# DataSet Attribute Extraction

This folder contains the **raw and lightly processed text corpora** used as input for
attribute extraction in the CESA dataset.

The contents of this folder represent the **source documents** from which structured
annotations and derived datasets are produced.  
This folder does **not** contain the final, normalized attribute tables used in experiments.

---

## Folder Contents

The corpus includes multiple text sources:

- `Incident Reports/`  
  Incident narratives, officer reports, and dispatch-style documents.

- `Press Release/`  
  Public press release documents.  
  All documents have been converted to plain text where necessary, and original copies
  are preserved.

- `Purdue_Exponent/`  
  Newspaper articles collected via keyword-based crawling.  
  Search keywords include: **suspect, arrest, person of interest, persons of interest**.

- `Synthetic/`  
  Synthetic narratives generated to augment the corpus.

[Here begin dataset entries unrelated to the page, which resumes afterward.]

PR #2544, opened 2017-06-06
Convert Datatype in Genetic Profile back to enum

ersinciftci:
There are some profiles that doesn't have proper datatype values, we need to
revert this back until the data is fixed.


ersinciftci:
[remove GeneticProfile DATATYPE enum](https://trello.com/c/BSreVY1i/301-remove-geneticprofile-datatype-enum)

PR #2546, opened 2017-06-07
Validator & Importer: white spaces and [Not Available] in HGVSp_Short

sandertan:
# What? Why?
A previous PR added a change to block all whitespaces in `HGVSp_Short` column in MAF because of an issue found with a _surrounding whitespace_. This PR makes the validator less strict by allowing whitespaces, because some mutations, such as splice sites, do not have an amino acid change. Values such as 'splice site 1234+1A>t' or 'Met Met rearrangement' (in the case of Fusion) in this field would not be loadable.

- `Generated/`, `Generated_flash/`, `Generated_flash_2/`  
  Automatically generated or transformed text subsets used for experimentation.

- `Data_Processing/`  
  Scripts and intermediate processing artifacts related to corpus preparation.

---

## Relationship to Annotations

- Structured annotations are stored separately in the `Annotation/` folder.
- Each data subset is associated with:
  - `annotations.json`
  - `report_metadata.json`
  where available.

Some generated subsets (e.g., `Generated_flash_2`) do **not** have complete standalone
annotation files in this folder.  
However, annotations for these documents were available during experimentation and are
fully reflected in the **derived PostgreSQL datasets** released elsewhere in the repository.

---

## Relationship to Derived Datasets

- This folder contains **source text only**.
- Normalized, person-level attributes (e.g., gender, upper-wear color, lower-wear color)
  are provided in the derived datasets exported from PostgreSQL.
- When reproducing results reported in the paper, the **derived datasets should be treated
  as authoritative**, not the raw text alone.

---

## Dataset Composition

The frequency of each data type in the FemmIR-text corpus is:

- Newspaper articles: 300  
- Officer narratives: 40  
- Press releases: 13  
- Dispatch reports: 5  
- Synthetic narratives: 1500  

---

## Notes

- Documents may differ in structure and completeness across sources.
- Attribute extraction and normalization are performed downstream and are not recomputed
  directly from this folder.
- This folder is provided for transparency, inspection, and traceability of the corpus.

---

## Reference

If you use this dataset, please cite:
```
@misc{solaiman2025modularunsupervisedframeworkattribute,
      title={A Modular Unsupervised Framework for Attribute Recognition from Unstructured Text}, 
      author={KMA Solaiman},
      year={2025},
      eprint={2507.03949},
      archivePrefix={arXiv},
      primaryClass={cs.CL},
      url={https://arxiv.org/abs/2507.03949}, 
}
```
---

## License & Use

Released for research and academic use.

Portions of the incident report data were provided in redacted or privacy-reviewed form by the data source, or originate from historical records.

<!-- This dataset may contain sensitive or incident-related text.  
Users are responsible for complying with applicable privacy, ethical, and institutional guidelines when using this data. -->
Users should follow applicable ethical and institutional guidelines.

The data is provided as-is and does not represent endorsement of any downstream use.